(Records from a data source)
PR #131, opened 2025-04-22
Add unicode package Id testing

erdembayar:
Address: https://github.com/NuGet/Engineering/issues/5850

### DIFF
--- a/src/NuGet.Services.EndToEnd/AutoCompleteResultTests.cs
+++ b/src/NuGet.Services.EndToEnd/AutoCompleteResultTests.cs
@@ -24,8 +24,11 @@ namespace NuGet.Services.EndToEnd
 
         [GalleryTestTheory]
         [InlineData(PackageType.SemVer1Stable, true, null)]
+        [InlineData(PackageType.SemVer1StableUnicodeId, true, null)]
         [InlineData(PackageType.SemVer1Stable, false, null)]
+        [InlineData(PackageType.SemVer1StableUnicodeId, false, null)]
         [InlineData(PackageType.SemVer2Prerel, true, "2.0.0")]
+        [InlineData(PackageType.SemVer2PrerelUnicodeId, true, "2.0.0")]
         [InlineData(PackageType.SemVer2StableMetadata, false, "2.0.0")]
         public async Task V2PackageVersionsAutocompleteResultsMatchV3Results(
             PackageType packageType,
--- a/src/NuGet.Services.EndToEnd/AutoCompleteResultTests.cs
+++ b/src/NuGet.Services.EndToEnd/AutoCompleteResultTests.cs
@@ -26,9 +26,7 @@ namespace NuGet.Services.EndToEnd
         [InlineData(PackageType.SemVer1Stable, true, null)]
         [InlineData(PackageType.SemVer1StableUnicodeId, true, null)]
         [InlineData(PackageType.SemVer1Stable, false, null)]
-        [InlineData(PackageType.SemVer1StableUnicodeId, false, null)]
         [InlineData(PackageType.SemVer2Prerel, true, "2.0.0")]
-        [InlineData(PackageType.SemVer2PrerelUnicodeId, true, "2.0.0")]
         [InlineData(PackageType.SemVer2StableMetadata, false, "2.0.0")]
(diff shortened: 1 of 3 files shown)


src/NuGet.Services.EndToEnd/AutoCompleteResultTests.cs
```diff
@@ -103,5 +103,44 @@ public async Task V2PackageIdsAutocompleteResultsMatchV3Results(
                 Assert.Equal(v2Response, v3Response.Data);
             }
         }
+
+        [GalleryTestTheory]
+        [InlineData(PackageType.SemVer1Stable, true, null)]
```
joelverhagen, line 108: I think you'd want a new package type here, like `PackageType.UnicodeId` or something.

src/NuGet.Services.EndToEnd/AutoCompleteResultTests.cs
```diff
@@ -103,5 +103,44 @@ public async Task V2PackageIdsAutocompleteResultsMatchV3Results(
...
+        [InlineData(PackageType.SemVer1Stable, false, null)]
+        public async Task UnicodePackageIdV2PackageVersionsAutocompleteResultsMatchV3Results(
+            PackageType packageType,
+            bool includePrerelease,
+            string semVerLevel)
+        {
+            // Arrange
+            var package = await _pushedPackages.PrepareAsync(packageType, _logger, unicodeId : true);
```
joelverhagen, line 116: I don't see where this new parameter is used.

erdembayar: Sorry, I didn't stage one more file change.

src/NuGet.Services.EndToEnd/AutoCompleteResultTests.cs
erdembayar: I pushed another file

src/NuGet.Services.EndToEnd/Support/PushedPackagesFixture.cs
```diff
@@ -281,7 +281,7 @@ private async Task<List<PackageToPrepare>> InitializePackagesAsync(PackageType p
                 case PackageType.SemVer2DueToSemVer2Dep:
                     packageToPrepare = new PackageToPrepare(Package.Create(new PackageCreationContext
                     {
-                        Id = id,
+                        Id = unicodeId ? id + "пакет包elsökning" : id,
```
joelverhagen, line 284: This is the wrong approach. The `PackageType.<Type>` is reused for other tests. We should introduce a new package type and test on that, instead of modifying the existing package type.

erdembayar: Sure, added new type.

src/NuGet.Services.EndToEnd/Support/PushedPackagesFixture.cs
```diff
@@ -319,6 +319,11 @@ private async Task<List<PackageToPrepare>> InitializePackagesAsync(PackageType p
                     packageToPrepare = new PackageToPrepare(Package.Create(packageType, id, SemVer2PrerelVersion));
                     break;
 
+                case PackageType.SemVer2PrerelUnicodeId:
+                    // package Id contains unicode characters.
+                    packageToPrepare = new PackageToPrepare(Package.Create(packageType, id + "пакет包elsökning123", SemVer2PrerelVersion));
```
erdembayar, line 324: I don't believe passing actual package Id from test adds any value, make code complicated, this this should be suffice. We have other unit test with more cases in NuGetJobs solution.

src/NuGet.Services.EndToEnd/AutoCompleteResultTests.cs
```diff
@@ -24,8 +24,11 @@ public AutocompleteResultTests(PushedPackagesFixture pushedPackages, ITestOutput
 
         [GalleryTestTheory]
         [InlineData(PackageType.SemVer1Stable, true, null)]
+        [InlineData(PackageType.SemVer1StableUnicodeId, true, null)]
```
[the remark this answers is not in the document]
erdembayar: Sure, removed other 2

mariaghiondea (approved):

Directions for this task: Every entry above must be copied exactly.

Result:
PR #131, opened 2025-04-22
Add unicode package Id testing

erdembayar:
Address: https://github.com/NuGet/Engineering/issues/5850

### DIFF
--- a/src/NuGet.Services.EndToEnd/AutoCompleteResultTests.cs
+++ b/src/NuGet.Services.EndToEnd/AutoCompleteResultTests.cs
@@ -24,8 +24,11 @@ namespace NuGet.Services.EndToEnd
 
         [GalleryTestTheory]
         [InlineData(PackageType.SemVer1Stable, true, null)]
+        [InlineData(PackageType.SemVer1StableUnicodeId, true, null)]
         [InlineData(PackageType.SemVer1Stable, false, null)]
+        [InlineData(PackageType.SemVer1StableUnicodeId, false, null)]
         [InlineData(PackageType.SemVer2Prerel, true, "2.0.0")]
+        [InlineData(PackageType.SemVer2PrerelUnicodeId, true, "2.0.0")]
         [InlineData(PackageType.SemVer2StableMetadata, false, "2.0.0")]
         public async Task V2PackageVersionsAutocompleteResultsMatchV3Results(
             PackageType packageType,
--- a/src/NuGet.Services.EndToEnd/AutoCompleteResultTests.cs
+++ b/src/NuGet.Services.EndToEnd/AutoCompleteResultTests.cs
@@ -26,9 +26,7 @@ namespace NuGet.Services.EndToEnd
         [InlineData(PackageType.SemVer1Stable, true, null)]
         [InlineData(PackageType.SemVer1StableUnicodeId, true, null)]
         [InlineData(PackageType.SemVer1Stable, false, null)]
-        [InlineData(PackageType.SemVer1StableUnicodeId, false, null)]
         [InlineData(PackageType.SemVer2Prerel, true, "2.0.0")]
-        [InlineData(PackageType.SemVer2PrerelUnicodeId, true, "2.0.0")]
         [InlineData(PackageType.SemVer2StableMetadata, false, "2.0.0")]
(diff shortened: 1 of 3 files shown)


src/NuGet.Services.EndToEnd/AutoCompleteResultTests.cs
```diff
@@ -103,5 +103,44 @@ public async Task V2PackageIdsAutocompleteResultsMatchV3Results(
                 Assert.Equal(v2Response, v3Response.Data);
             }
         }
+
+        [GalleryTestTheory]
+        [InlineData(PackageType.SemVer1Stable, true, null)]
```
joelverhagen, line 108: I think you'd want a new package type here, like `PackageType.UnicodeId` or something.

src/NuGet.Services.EndToEnd/AutoCompleteResultTests.cs
```diff
@@ -103,5 +103,44 @@ public async Task V2PackageIdsAutocompleteResultsMatchV3Results(
...
+        [InlineData(PackageType.SemVer1Stable, false, null)]
+        public async Task UnicodePackageIdV2PackageVersionsAutocompleteResultsMatchV3Results(
+            PackageType packageType,
+            bool includePrerelease,
+            string semVerLevel)
+        {
+            // Arrange
+            var package = await _pushedPackages.PrepareAsync(packageType, _logger, unicodeId : true);
```
joelverhagen, line 116: I don't see where this new parameter is used.

erdembayar: Sorry, I didn't stage one more file change.

src/NuGet.Services.EndToEnd/AutoCompleteResultTests.cs
erdembayar: I pushed another file

src/NuGet.Services.EndToEnd/Support/PushedPackagesFixture.cs
```diff
@@ -281,7 +281,7 @@ private async Task<List<PackageToPrepare>> InitializePackagesAsync(PackageType p
                 case PackageType.SemVer2DueToSemVer2Dep:
                     packageToPrepare = new PackageToPrepare(Package.Create(new PackageCreationContext
                     {
-                        Id = id,
+                        Id = unicodeId ? id + "пакет包elsökning" : id,
```
joelverhagen, line 284: This is the wrong approach. The `PackageType.<Type>` is reused for other tests. We should introduce a new package type and test on that, instead of modifying the existing package type.

erdembayar: Sure, added new type.

src/NuGet.Services.EndToEnd/Support/PushedPackagesFixture.cs
```diff
@@ -319,6 +319,11 @@ private async Task<List<PackageToPrepare>> InitializePackagesAsync(PackageType p
                     packageToPrepare = new PackageToPrepare(Package.Create(packageType, id, SemVer2PrerelVersion));
                     break;
 
+                case PackageType.SemVer2PrerelUnicodeId:
+                    // package Id contains unicode characters.
+                    packageToPrepare = new PackageToPrepare(Package.Create(packageType, id + "пакет包elsökning123", SemVer2PrerelVersion));
```
erdembayar, line 324: I don't believe passing actual package Id from test adds any value, make code complicated, this this should be suffice. We have other unit test with more cases in NuGetJobs solution.

src/NuGet.Services.EndToEnd/AutoCompleteResultTests.cs
```diff
@@ -24,8 +24,11 @@ public AutocompleteResultTests(PushedPackagesFixture pushedPackages, ITestOutput
 
         [GalleryTestTheory]
         [InlineData(PackageType.SemVer1Stable, true, null)]
+        [InlineData(PackageType.SemVer1StableUnicodeId, true, null)]
```
[the remark this answers is not in the document]
erdembayar: Sure, removed other 2

mariaghiondea (approved):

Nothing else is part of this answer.